Help for the variability in the plots

Screen Link:

My Code:

import pandas as pd
import numpy as np

strata_1 = wnba[wnba['MIN']<=347]
strata_2 = wnba[(wnba['MIN']>347) & (wnba['MIN']<=683)]
strata_3 = wnba[wnba['MIN']>683]

sample_means = []

for i in range(100):
    sample_1 = strata_1['PTS'].sample(4,random_state=i)
    sample_2 = strata_2['PTS'].sample(4,random_state=i)
    sample_3 = strata_3['PTS'].sample(4,random_state=i)
    final_sample = pd.concat([sample_1,sample_2,sample_3])

# Outside loop
plt.title('Minutes Played')

What I expected to happen:
To get less variability in the above stratified sampled scatterplot.

What actually happened:

The correlation between :

wnba['PTS'] and wnba['Games Played'] = 0.579
wnba['PTS'] and wnba['Games Played'] = 0.911

Thus, the scatterplot for stratified sampling done above should have less variability whereas, it shows high variability than the scatterplot for( *wnba['PTS'] and wnba['Games Played']* even after having less correlation)

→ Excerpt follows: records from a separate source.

PR #2148, opened 2019-09-25
Coverity fixes

AShivangi:


src/runtime_src/core/pcie/linux/shim.cpp
```diff
@@ -1760,7 +1760,7 @@ int xclResetDevice(xclDeviceHandle handle, xclResetKind kind)
 int xclP2pEnable(xclDeviceHandle handle, bool enable, bool force)
 {
     xocl::shim *drv = xocl::shim::handleCheck(handle);
-    return drv ? drv->p2pEnable(enable, force) : -ENODEV;
+    return drv ? drv->p2pEnable(enable, force) : ENODEV;
```
maxzhen: hmm...why?

src/runtime_src/core/pcie/tools/xbmgmt/cmd_part.cpp
```diff
@@ -76,6 +76,8 @@ int program_prp(unsigned index, const std::string& xclbin, bool force)
         if (!errmsg.empty())
         {
             std::cout << errmsg << std::endl;
+            delete [] buffer;
```
maxzhen: can we use smart pointer here for the buffer so that it'll be freed automatically?

src/runtime_src/core/pcie/linux/shim.cpp
AShivangi: strerror() doesn't take -ve value in xclP2p xbutil.cpp. But I think it is better to change "int ret" to unsigned instead of this change.

maxzhen: it's more consistent to return negative value in similar functions here. we should pass -val to strerror().

src/runtime_src/core/pcie/common/memaccess.h
```diff
@@ -164,37 +164,39 @@ namespace xcldev {
      * Caller's responsibility to do sanity checks. No sanity checks done here
      */
     int readBank(std::ofstream& aOutFile, unsigned long long aStartAddr, unsigned long long aSize) {
-      char *buf = 0;
+      auto buf = std::make_shared<char>();
```
stsoe: This char* wrapped by 'buf' will be deleted using 'delete', but posix_memalign probably expects "free".  While this may work on Linux, it is not correct.  Match new  with delete, and malloc with free.

Also, it doesn't look like this should be shared ownership, looks like 'buf' is really strictly owned within the function scope.

I think we could wrap aligned_alloc (or posix_memalign) to return a unique_ptr.
Here is an example that works.  For shared usage, I think the allocation function should be declared in  memalign.h and defined in memalign.cpp (runtime_src/core/common)
```
#include <memory>
#include <cstdlib>

namespace xrt_core {
static auto deleter = [](void* ptr) { free(ptr); };
std::unique_ptr<void, decltype(deleter)>
aligned_alloc(size_t align, size_t size)
{
  return std::unique_ptr<void, decltype(deleter)>(::aligned_alloc(align, size),deleter);
}
} // namespace xrt_core
```
On success aligned_alloc returns a valid ptr, on failure it returns nullptr.  
Your code would simply call
`auto buf = xrt_core::aligned_alloc(get_pagesize(), blockSize);`

src/runtime_src/core/pcie/common/memaccess.h
```diff
@@ -164,37 +164,39 @@ namespace xcldev {
...
       unsigned long long blockSize = 0x20000;
-      if (xrt_core::posix_memalign((void**)&buf, getpagesize(), blockSize))
+      if (xrt_core::posix_memalign((void**)buf.get(), getpagesize(), blockSize))
         return -1;
-      std::memset(buf, 0, blockSize);
+      std::memset(buf.get(), 0, blockSize);
 
       size_t count = aSize;
       uint64_t incr;
+      std::ios_base::fmtflags f(std::cout.flags());
```
stsoe: Nitpicking, you should use an automatic object for this, so that destructor automatically restores the fmt.

src/runtime_src/core/pcie/common/memaccess.h
```diff
@@ -164,37 +164,39 @@ namespace xcldev {
...
           //error
           std::cout << "Error (" << strerror (errno) << ") reading 0x" << std::hex << incr << " bytes from DDR/HBM/PLRAM at offset 0x" << std::hex << phy << std::dec << "\n";
-          free(buf);
+          std::cout.flags(f);
           return -1;
         }
         count -= incr;
         if (incr) {
-          aOutFile.write((const char*)buf, incr);
+          aOutFile.write((const char*)buf.get(), incr);
```
stsoe: Use reinterpret_cast<const char*>, .e.g no c-style cast in C++.

src/runtime_src/core/pcie/common/memaccess.h
stsoe: Actually on second thought, this aligned alloc would have to be in header file but within namespace.  The type of 'deleter' is needed.

stsoe: How about this
```
% cat src/runtime_src/core/common/memalign.h
#include <memory>
#include <cstdlib>

namespace xrt_core {
...
auto aligned_ptr_deleter = [] (void* ptr) { free(ptr); } ;
using aligned_ptr_type = std::unique_ptr<void, decltype(aligned_ptr_deleter)>;
inline aligned_ptr_type
aligned_alloc(size_t align, size_t size)
{
  return aligned_ptr_type(::aligned_alloc(align, size),aligned_ptr_deleter);
}
} // xrt_core
```

src/runtime_src/core/pcie/common/memaccess.h
AShivangi: I have come across this in almost all the files. Right now I am making an RAII class in memaccess.h and in xbmgmt.h (all xbmgmt sub commands are using this now). I have seen this in xbutil as well, but I don't want to make that change in this PR. Is there a better place I can put this class in?

src/runtime_src/core/pcie/common/memaccess.h
```diff
@@ -40,6 +40,17 @@
 #include "xclhal2.h"
 #include "xclbin.h"
 
+class IosBaseFlags {
```
stsoe: lets move this code to runtime_src/core/common/utils.h
Put it under namespace xrt_core { ... }
And calls it `class ios_flags_restore`.

PR #2150, opened 2019-09-25
coverity fixes

chienwei-lan:


src/runtime_src/core/pcie/driver/linux/xocl/subdev/nifd.c
```diff
@@ -575,7 +575,7 @@ static int nifd_probe(struct platform_device *pdev)
     struct xocl_nifd *nifd;
     struct resource *res;
     struct xocl_dev_core *core;
-    struct FeatureRomHeader rom;
+    struct FeatureRomHeader rom = { 0 };
```
maxzhen: should do rom = {{0}}, or centos build may emit warning.

PR #2157, opened 2019-09-26
Add CRI register address for health check

chienwei-lan:


src/runtime_src/core/pcie/driver/linux/xocl/mgmtpf/mgmt-core.c
```diff
@@ -446,11 +446,20 @@ static int health_check_cb(void *data)
...
+	void __iomem *shutdown_clk = xocl_iores_get_base(lro, IORES_CLKSHUTDOWN);
+	uint32_t latched;
 
 	if (!health_check)
 		return 0;
 
+	if (shutdown_clk) {
+		latched = XOCL_READ_REG32(shutdown_clk);
+		if (latched & 0x1)
+			mgmt_info(lro, "clk shutdown latched");
```
maxzhen: Should this be an error? Can we print out something more meaningful than "latched"? Something like "Kernel clock is shut down. Board may temp / power may be too high"?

It might be somewhat late, but I´m doing this course now and I have seen that your question were left without an answer.
In case you haven´t figured it out yet…
Actually the variability in your plot is less than in the ones recieved in the previous missions, the problem is in the limits of y-axis on the plot. In the previous plot the y-axis was set in limits from approx. 80 to 350, while this plot is autamically zoomed in, having the y-axis limits set from 140 to 280.
If you check min and max means on your plot, they are 160 and 260 while earlier they were approx. 120 and 340.

Add plt.ylim(80, 350) to your code and you´ll see that the scatterplot is a way more grouped around the mean horizontal line.


This should be marked as the solution, OP!